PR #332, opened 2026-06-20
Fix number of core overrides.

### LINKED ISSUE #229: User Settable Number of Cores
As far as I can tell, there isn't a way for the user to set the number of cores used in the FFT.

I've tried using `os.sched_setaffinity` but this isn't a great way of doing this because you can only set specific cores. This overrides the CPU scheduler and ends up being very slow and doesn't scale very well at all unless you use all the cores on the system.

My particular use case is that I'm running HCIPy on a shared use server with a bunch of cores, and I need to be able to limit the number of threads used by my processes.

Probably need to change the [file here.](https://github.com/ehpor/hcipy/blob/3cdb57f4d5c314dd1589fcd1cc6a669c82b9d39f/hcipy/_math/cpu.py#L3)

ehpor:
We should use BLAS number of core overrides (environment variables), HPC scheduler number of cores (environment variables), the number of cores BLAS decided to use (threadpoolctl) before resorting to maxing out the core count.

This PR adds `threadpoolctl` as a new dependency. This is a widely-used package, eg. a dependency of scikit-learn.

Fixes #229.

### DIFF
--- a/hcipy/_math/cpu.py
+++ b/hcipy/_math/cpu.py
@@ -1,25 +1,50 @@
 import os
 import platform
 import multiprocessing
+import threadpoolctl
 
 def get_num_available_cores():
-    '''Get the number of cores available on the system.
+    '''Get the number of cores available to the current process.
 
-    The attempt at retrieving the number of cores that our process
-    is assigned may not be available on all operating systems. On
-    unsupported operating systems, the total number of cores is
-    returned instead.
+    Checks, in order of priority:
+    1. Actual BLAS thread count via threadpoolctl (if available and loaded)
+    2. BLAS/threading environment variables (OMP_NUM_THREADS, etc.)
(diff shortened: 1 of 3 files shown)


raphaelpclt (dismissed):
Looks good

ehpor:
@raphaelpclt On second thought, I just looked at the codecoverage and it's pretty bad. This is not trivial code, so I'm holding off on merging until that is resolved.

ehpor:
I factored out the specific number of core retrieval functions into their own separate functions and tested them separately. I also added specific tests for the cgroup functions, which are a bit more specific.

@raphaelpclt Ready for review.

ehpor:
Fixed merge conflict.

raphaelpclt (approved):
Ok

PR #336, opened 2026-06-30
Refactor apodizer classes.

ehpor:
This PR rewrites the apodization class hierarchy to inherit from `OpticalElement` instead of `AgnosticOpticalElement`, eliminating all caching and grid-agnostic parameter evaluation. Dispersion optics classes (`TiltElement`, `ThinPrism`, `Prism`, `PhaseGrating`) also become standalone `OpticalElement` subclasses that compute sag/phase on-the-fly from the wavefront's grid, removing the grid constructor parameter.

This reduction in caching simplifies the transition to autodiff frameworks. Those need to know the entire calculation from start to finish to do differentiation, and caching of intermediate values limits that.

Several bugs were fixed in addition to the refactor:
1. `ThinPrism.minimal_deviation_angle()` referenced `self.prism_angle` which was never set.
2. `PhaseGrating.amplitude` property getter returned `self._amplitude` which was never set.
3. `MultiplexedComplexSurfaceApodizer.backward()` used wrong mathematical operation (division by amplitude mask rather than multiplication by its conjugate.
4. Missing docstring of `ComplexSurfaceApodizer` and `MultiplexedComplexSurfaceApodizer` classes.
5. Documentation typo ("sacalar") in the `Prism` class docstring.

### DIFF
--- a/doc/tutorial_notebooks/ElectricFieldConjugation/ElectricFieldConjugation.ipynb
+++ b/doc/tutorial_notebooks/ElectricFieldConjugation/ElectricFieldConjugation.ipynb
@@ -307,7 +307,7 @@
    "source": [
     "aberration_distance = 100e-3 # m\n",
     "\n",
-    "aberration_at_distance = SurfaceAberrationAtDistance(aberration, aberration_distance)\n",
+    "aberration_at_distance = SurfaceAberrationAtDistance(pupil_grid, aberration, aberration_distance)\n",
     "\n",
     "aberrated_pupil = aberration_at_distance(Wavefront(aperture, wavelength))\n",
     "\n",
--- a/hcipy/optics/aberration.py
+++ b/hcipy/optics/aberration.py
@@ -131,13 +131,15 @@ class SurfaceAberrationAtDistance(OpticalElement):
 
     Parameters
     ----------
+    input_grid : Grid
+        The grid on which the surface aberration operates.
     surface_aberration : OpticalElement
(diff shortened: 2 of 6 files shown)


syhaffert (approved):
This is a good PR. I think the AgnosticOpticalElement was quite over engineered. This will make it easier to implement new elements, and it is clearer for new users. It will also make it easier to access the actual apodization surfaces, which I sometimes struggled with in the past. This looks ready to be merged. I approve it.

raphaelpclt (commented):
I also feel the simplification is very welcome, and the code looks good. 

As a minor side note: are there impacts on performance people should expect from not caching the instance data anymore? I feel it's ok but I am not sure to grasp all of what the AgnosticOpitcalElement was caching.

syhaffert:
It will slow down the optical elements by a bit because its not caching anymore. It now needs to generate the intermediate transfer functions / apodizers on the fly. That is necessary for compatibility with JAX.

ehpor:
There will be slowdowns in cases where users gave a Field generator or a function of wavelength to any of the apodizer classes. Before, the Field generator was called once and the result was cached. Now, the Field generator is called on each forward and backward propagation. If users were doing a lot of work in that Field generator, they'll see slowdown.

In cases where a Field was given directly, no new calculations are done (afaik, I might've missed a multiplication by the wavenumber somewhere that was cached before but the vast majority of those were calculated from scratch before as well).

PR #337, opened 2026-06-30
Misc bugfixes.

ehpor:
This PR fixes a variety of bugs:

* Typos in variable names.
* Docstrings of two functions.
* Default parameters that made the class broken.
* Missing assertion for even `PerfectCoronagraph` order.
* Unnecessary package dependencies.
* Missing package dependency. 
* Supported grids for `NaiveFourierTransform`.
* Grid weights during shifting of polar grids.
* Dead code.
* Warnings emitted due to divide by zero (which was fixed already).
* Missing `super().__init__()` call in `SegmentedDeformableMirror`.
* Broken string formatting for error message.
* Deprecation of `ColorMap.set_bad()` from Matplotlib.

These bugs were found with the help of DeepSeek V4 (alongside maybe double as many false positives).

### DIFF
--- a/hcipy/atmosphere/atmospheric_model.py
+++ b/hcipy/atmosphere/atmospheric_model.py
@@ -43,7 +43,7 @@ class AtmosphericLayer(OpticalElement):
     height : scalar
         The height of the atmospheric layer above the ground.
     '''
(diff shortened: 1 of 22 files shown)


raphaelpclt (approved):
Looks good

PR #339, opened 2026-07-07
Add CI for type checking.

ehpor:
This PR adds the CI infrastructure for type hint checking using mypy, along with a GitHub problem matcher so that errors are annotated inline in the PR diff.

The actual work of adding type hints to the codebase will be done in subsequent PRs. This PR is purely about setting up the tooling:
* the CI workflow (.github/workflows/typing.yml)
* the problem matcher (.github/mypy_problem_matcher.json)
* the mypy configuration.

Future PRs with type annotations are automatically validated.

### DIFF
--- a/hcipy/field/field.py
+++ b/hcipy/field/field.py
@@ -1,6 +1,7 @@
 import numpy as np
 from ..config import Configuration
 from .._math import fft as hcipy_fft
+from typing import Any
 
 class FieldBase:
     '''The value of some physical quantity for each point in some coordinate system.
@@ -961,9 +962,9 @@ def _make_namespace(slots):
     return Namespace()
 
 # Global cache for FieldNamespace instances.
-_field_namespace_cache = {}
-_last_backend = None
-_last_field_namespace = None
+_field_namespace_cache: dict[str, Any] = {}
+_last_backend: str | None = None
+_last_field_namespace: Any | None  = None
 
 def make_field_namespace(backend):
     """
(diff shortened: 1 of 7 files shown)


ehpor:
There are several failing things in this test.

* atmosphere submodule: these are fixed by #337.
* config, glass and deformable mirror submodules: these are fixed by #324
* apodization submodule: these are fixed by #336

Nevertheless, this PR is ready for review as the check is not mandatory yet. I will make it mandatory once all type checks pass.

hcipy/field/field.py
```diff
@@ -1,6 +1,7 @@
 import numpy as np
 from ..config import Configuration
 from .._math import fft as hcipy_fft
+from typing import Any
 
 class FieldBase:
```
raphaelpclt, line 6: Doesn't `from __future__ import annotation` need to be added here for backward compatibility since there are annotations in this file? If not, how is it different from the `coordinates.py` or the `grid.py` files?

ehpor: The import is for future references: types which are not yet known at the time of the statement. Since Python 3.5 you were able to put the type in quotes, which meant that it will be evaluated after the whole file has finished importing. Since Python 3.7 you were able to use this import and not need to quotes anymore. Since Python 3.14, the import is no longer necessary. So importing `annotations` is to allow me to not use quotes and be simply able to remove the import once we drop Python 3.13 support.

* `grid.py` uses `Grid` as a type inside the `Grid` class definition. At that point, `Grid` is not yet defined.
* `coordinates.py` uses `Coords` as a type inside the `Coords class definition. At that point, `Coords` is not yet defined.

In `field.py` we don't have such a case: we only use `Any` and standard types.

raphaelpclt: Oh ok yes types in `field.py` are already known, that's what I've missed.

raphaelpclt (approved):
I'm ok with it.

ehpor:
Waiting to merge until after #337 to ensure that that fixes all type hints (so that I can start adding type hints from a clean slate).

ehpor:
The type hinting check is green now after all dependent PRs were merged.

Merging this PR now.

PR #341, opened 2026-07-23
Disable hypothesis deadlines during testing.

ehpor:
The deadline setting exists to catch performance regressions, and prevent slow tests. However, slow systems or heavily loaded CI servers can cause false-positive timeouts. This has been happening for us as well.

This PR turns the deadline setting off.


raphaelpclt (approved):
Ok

> **REQUIREMENT**
Search the listing for "shortened" and copy each line holding it.

> **TASK SOLUTION**
(diff shortened: 1 of 3 files shown)
(diff shortened: 2 of 6 files shown)
(diff shortened: 1 of 22 files shown)
(diff shortened: 1 of 7 files shown)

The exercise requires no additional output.